EXERCISE >>
Check each line of the entries below for the word "with" and state only how many lines have it.

━━━━━━━━━━━━━━━━━━━━

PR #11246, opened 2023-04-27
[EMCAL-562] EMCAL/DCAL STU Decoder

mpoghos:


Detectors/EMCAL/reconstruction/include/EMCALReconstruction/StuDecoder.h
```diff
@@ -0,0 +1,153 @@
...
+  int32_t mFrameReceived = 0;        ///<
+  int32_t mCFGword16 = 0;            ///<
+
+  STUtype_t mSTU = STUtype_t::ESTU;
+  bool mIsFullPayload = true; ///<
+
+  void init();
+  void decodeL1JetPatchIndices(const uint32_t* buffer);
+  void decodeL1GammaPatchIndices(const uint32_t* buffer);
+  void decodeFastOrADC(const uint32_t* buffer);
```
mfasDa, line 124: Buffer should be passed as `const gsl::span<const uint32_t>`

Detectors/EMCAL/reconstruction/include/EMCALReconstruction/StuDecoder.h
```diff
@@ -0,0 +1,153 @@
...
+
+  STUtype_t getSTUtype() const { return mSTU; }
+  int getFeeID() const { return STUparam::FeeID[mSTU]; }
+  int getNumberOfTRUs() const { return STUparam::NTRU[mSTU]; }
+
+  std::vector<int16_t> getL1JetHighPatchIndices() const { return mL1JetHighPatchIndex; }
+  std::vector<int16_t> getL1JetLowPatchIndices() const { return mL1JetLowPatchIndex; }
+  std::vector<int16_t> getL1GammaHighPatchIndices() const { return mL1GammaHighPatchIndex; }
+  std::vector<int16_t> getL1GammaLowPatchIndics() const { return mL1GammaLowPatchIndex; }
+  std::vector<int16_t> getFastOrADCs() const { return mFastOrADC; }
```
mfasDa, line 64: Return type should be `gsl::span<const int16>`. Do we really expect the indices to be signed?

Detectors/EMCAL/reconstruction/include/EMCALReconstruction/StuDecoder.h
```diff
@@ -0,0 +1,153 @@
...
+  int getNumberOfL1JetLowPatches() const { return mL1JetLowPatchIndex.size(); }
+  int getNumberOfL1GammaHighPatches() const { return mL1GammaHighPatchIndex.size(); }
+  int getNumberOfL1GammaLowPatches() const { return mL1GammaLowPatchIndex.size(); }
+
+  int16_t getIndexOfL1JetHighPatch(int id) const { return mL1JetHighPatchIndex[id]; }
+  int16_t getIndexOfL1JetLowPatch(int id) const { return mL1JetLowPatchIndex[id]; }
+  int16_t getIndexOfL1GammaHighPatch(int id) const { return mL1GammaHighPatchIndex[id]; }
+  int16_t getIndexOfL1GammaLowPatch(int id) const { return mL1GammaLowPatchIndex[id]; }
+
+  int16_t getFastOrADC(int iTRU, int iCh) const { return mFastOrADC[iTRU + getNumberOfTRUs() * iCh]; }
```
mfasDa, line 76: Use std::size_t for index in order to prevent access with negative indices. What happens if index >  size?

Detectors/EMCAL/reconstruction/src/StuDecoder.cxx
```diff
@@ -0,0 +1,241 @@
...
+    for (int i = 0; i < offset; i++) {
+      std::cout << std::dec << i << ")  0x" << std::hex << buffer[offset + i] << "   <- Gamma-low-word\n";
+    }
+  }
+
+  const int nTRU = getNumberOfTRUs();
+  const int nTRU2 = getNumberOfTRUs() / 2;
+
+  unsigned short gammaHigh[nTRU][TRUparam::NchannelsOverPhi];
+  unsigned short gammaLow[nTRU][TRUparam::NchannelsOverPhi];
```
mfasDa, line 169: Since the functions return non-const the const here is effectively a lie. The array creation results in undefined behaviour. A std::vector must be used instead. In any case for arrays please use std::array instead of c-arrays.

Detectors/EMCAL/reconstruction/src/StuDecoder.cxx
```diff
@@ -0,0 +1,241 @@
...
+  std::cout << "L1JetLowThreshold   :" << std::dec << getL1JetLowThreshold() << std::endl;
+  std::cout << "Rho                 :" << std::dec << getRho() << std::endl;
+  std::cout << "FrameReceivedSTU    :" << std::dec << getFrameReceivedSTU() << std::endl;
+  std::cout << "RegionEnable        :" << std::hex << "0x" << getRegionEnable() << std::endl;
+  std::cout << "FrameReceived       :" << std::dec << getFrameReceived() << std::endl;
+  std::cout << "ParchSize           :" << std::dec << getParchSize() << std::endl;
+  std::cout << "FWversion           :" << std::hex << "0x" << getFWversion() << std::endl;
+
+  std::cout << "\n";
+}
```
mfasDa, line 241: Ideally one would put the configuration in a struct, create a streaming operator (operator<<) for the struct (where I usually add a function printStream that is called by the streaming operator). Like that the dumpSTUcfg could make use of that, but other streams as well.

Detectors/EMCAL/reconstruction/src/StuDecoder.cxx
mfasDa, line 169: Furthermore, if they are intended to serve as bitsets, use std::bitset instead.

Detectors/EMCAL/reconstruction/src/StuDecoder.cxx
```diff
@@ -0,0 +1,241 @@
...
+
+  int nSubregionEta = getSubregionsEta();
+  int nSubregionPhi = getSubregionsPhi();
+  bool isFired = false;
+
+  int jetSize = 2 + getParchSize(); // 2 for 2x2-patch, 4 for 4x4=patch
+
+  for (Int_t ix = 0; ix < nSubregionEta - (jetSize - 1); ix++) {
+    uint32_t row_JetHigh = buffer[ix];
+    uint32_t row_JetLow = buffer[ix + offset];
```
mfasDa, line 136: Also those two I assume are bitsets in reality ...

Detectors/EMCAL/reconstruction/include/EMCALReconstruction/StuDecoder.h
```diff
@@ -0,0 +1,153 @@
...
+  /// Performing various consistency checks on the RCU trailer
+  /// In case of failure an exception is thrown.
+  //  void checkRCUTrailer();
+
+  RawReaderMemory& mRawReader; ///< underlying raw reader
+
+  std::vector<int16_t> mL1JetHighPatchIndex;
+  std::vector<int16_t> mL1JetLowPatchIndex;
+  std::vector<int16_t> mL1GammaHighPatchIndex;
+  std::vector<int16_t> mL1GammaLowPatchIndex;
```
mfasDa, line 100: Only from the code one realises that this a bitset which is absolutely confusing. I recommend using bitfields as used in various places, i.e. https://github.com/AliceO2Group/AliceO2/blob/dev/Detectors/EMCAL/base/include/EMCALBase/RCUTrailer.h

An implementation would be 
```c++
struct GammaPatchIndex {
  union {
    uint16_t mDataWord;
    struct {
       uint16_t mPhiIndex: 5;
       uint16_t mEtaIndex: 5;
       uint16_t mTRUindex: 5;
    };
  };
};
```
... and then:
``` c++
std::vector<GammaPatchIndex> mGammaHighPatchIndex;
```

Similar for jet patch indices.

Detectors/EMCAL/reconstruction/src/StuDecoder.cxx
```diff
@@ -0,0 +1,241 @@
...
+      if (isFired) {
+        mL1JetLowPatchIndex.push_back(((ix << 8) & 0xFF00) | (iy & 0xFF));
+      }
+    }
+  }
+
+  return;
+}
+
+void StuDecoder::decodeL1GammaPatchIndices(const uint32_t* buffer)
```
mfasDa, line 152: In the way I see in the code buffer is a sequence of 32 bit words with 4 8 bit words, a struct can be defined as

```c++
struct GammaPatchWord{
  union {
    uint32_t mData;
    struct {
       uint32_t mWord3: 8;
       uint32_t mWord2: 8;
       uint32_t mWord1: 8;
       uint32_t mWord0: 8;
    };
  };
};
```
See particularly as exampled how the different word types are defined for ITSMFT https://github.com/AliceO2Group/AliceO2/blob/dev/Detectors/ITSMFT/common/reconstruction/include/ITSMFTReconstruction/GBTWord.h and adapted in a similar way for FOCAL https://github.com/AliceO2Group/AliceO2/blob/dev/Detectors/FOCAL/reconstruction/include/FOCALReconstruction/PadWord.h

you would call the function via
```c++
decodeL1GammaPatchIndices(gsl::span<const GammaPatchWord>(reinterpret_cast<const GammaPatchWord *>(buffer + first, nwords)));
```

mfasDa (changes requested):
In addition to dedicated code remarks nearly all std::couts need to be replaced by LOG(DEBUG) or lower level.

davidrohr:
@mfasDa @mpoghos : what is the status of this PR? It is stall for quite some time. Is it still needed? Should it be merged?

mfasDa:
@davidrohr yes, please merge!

━━━━━━━━━━━━━━━━━━━━

ANSWER TO THIS PROBLEM >>
2